On Sunday, I returned from a five-day trip to Greensboro to see visit with he who is known to most of my peeps on Twitter as “the BFF.” Here’s us, goofing in an appropriately blurred manner at the local Krispy Kreme:

me & the BFF

We go back as far as our time in the collective primordial soupcan, I’m pretty sure. He’s the Hansel to my Gretel in our respective (wildly) dysfunctional family narratives. (Or sometimes he’s Gretel and I’m Hansel. We’re versatile like that.) We went to high school together for a few years, before (in a story that would take far too long to explain here) I impersonated a social worker on his behalf, leading to my doing a fake interview of his family, in order to establish his fitness and stability to enter into a student exchange program - in freakin’ Egypt, because his main issue was getting as far as possible from his family no matter what that took.
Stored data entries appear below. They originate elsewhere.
PR #3106, opened 2023-06-28
fix: only add OTLP source env variables if they're enabled

swiatekm-sumo:
We've been adding OTLP sources unconditionally, which can break installations where setup is disabled even if the otlp source is also disabled. This change makes us add the OTLP source url as an env variable to the relevant StatefulSet only if OTLP sources are actually enabled.

Also fixed an issue where some tracing tests weren't run due invalid file names.
### Checklist

- [X] Documentation updated


tests/helm/testdata/goldenfile/traces-gateway-deployment/basic.output.yaml
```diff
@@ -48,11 +48,6 @@ spec:
                 secretKeyRef:
                   name: sumologic
                   key: endpoint-traces
-            - name: SUMO_ENDPOINT_DEFAULT_OTLP_TRACES_SOURCE
```
rnishtala-sumo, line 51: is this removed from the template because the otlp source is disabled by default?

tests/helm/testdata/goldenfile/traces-gateway-deployment/custom.output.yaml
```diff
@@ -41,16 +48,27 @@ spec:
                 secretKeyRef:
                   name: sumologic
                   key: endpoint-traces
+            - name: SUMO_ENDPOINT_DEFAULT_OTLP_TRACES_SOURCE
```
rnishtala-sumo, line 51: this is here because we enabled the otlp source in the input, correct?

deploy/helm/sumologic/values.yaml
```diff
@@ -662,6 +662,8 @@ sumologic:
     ## How many spans per request should be send to receiver
     spans_per_request: 100
 
+    sourceType: http
```
rnishtala-sumo, line 665: shouldn't  this be `otlp` as per readme below?

tests/helm/testdata/goldenfile/traces-gateway-deployment/basic.output.yaml
swiatekm-sumo: Yes.

tests/helm/testdata/goldenfile/traces-gateway-deployment/custom.output.yaml
swiatekm-sumo: Yes.

deploy/helm/sumologic/values.yaml
swiatekm-sumo: As per what README? Traces use a special HTTP traces source by default, which does accept OTLP, but is supposed to be replaced by our proper OTLP source.

rnishtala-sumo (approved):

PR #3120, opened 2023-06-30
docs: add missing entries to changelog

kkujawa-sumo:
### Checklist


swiatekm-sumo (changes requested):
We should instead fix this release. We shouldn't have all of these changes in a patch version.

PR #3766, opened 2024-06-17
chore(setup): pass log fields and collector fields via Terraform variables

swiatekm-sumo:
Pass these as Terraform variables. Define the values in a `terraform.tfvars.json` file, which Terraform loads automatically.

And it was hard - so hard - to see him go; to help him go, even - but I knew we’d continue to cross paths.

And so we have, ever since our time together in the mid-eighties on the North Shore of Kauai. He’d be living in Florida or Georgia or North Carolina or Alabama while I’d be living in Washington State or New York or Minnesota or Virginia and we would find each other again, and catch up on all the mad chaos of our times apart.

I love him to pieces. He’s both the brother and the sister I never had. And because, now that I’m back in Richmond, and already miss him something terrible, I thought I’d posta compendium of past BFF-related tweets, for those who appreciate that sort of thing (what? There are some).

The usual guiding premise of my trips to Greensboro is that we will write. And we do write! But sometimes we also act like silly kids:

  • Extracting chapter titles for work in progress from past tweets. (To BFF: “See? I TOLD you there was a literary justification for Twitter.”) (link)
  • BFF now actively sabotaging me. Sends email w/ (blessedly un-twitterable) graphic w/ slogan at bottom (as it were): “Ass: The Other Vagina.” (link)
  • BFF thinks his Chewbaca impressions (& threatening to show me pictures of foreskin) is going to help me write. Seriously. GOING TO KILL HIM. (link)
  • BFF has adopted my fave exhortation (via @jagosaurus), “Sweet Sparkly Jesus!” In return, he enriches my vocab w/ phrases like “donut puncher” (link)
  • Trying to convince BFF that since, when we were teenagers, I credibly impersonated a social worker on his behalf, I can now act as his agent. (link)
  • BFF, as Lionel Richie song plays on 80s channel: “To you this coffee’s weak, but after I drink it, my BALLS will be dancing on the ceiling!” (link)
  • BFF (suspiciously): “Are you twittering?” Me (doe-eyed): “Of course not!” (pauses) “…But I am, you know, lying.” (link)
  • BFF, indignant: “I have NOT had plastic surgery! I’ve had a minor amount of laser and chemical resurfacing.” Well okay then. (link)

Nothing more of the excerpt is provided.